Some Thais just hate other Thais who think differently, especially when it comes to the issue of the monarchy.
Supot and Supat Silarat, who last week assaulted Worachet Pakeerut, leader of the Nitirat group of law lecturers who proposed an amendment to the draconian lese majeste law, told police the attack sprang from “differences in opinions”.
The twin brothers are not alone. Many ultra-royalists quickly expressed “gratitude” to Supot and Supat, for what they did to Worachet, on social media and pro-royalist news websites such as ASTV Manager Daily, while some even called for stronger action. Almost no royalists of public prominence came out to denounce the attack.

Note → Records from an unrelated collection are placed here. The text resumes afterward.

PR #2449, opened 2026-08-21
fix(ec2): install the SSH client package in guests, not just the server

allensanborn:
## Summary

EC2 guests get `openssh-server` but no client package, so the instance ends up with `sshd` and `sftp-server` but no `/usr/bin/scp`. Real AMIs carry both — Amazon Linux 2 ships `openssh-clients` in the base image.

Provisioning tools need `scp` **on the instance**. Packer's default file transfer for a `shell` provisioner uploads the script with `scp`, so a build against Floci fails immediately *after* connecting successfully:

```
==> amazon-ebs.floci: Connected to SSH!
Error uploading script: SCP failed to start. This usually means that
SCP is not properly installed on the remote system.
```

Confirmed on a guest: `/usr/libexec/openssh/sftp-server` is present (it comes with `openssh-server`), but `/usr/bin/scp` and `/usr/bin/sftp` are not.

## Fix

Install the client package alongside the server. Names were verified against the images rather than assumed:

```
amazonlinux:2   yum install -y openssh-clients    -> /usr/bin/scp, /usr/bin/sftp
ubuntu:24.04    apt-get install -y openssh-client -> /usr/bin/scp, /usr/bin/sftp
alpine:3        apk add openssh                   -> /usr/bin/scp, /usr/bin/sftp
```

So `apk` needs no change — its `openssh` package already contains both — and only the rpm and deb branches gain a package.

The install guard now also tests for `scp`. Keying it on `sshd` alone would skip the install on an image that already has the server but no client, leaving provisioning broken with nothing in the logs to explain it.

## Why it matters

Without this, a Packer build needs `ssh_file_transfer_method = "sftp"` as a workaround, which would not appear in a real template written against AWS. With it (plus #2448 for Amazon Linux 2 guests), a full `amazon-ebs` build runs unmodified against Floci apart from the address question in #2447.

## Tests

`sshdInstallProbeAlsoInstallsTheSshClientPackage` in `Ec2ContainerManagerTest`, asserting on the constant that the existing `verify(execCreate).withCmd(eq(SSHD_INSTALL_PROBE_CMD))` already binds to what the manager actually execs, so it cannot drift from production.

`Ec2ContainerManagerTest`: 22 tests, 0 failures, 0 errors.

## Note on overlap

This is independent of #2448 (yum) — Debian-based guests hit the missing-client problem too — but the two together are what make a stock Packer `shell` provisioner work on the default image.

### DIFF
--- a/src/main/java/io/github/hectorvent/floci/services/ec2/Ec2ContainerManager.java
+++ b/src/main/java/io/github/hectorvent/floci/services/ec2/Ec2ContainerManager.java
@@ -492,10 +492,19 @@ public class Ec2ContainerManager {
             // whose install command itself failed (e.g. no network yet, apt lock held) still exits 0
             // by bash convention, so every later step here would silently no-op against a daemon that
             // was never installed while still logging success.
+            // The client package is installed alongside the server because provisioning tools
+            // need scp *on the instance*: Packer's default file transfer for a shell
+            // provisioner uploads the script with scp, and real AMIs carry it. Installing only
+            // openssh-server leaves sftp-server present but /usr/bin/scp absent, so the upload
+            // fails with "SCP failed to start. This usually means that SCP is not properly
+            // installed on the remote system." The guard tests for scp too: keying it on sshd
+            // alone would skip the install entirely on an image that already has the server but
+            // no client. Package names differ -- openssh-clients on rpm distributions,
+            // openssh-client on Debian; apk's openssh already contains both.
             ContainerExecResult install = execInContainerForResult(containerId, new String[]{"sh", "-c",
-                    "if ! command -v sshd >/dev/null 2>&1; then" +
-                            "  if command -v dnf >/dev/null 2>&1; then dnf install -y openssh-server >/dev/null 2>&1;" +
-                            "  elif command -v apt-get >/dev/null 2>&1; then DEBIAN_FRONTEND=noninteractive apt-get install -y openssh-server >/dev/null 2>&1;" +
+                    "if ! command -v sshd >/dev/null 2>&1 || ! command -v scp >/dev/null 2>&1; then" +
+                            "  if command -v dnf >/dev/null 2>&1; then dnf install -y openssh-server openssh-clients >/dev/null 2>&1;" +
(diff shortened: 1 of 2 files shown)


allensanborn:
Good catch on the P1 — confirmed and fixed in cb87c99.

The guard was widened to `! command -v sshd || ! command -v scp`, but the trailing status check was left as `command -v sshd`, so a guest that already had the server and failed to install the client exited 0 and setup carried on. That is precisely the state this PR is about, reported as success.

The two failures aren't equally fatal, though, so rather than tightening the final check to require both I've had the script separate them:

```sh
command -v sshd >/dev/null 2>&1 || exit 1;
command -v scp  >/dev/null 2>&1 || exit 2
```

- **exit 1** — no sshd: nothing to start, `startSshd` warns and returns, unchanged behaviour.
- **exit 2** — sshd present, scp missing: warns naming scp and the consequence for scp-based provisioners, then continues.

An instance that can serve SSH but can't scp is still worth making reachable; failing the whole setup there would swap a silent gap for an unreachable instance, which is worse for anyone not using Packer. The warning is what closes the "nothing in the logs to explain it" part.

Contrasting opinions about the role of the royal institution and the right to openly criticise it have been treated by ultra-royalists as a cancer that must be eradicated, suppressed or denied at all cost.
Given the situation, the question that society ought to ask is, “Why do some Thais have difficulties dealing with differing opinions, especial on the monarchy?”
To be fair to the 30-year-old twin brothers and other ultra-royalists who believe the attack was justified, society must recognise that the decades of positive-only news and information disseminated through mainstream mass media and other channels about the royal family, means that many Thais regard the King as almost infallible and semi-divine, if not divine. Non-mainstream information about the monarchy has long been suppressed or censored.
Given this situation, these people understandably have come to “love” and revere the King to the point where they have become intolerant and hateful of others whom they perceive as a threat to the royal institution.
More often than not, Thai students continue to be taught at schools that there exists only one correct answer. When kids turn into adults, many continue to believe there can only be one correct view and attitude towards the monarchy and are unable to see the validity of other viewpoints.
The same might to be said about some anti-monarchists who cannot understand, or try not to understand, why some remain ultra-royalists despite the obvious one-sided information that society is being fed.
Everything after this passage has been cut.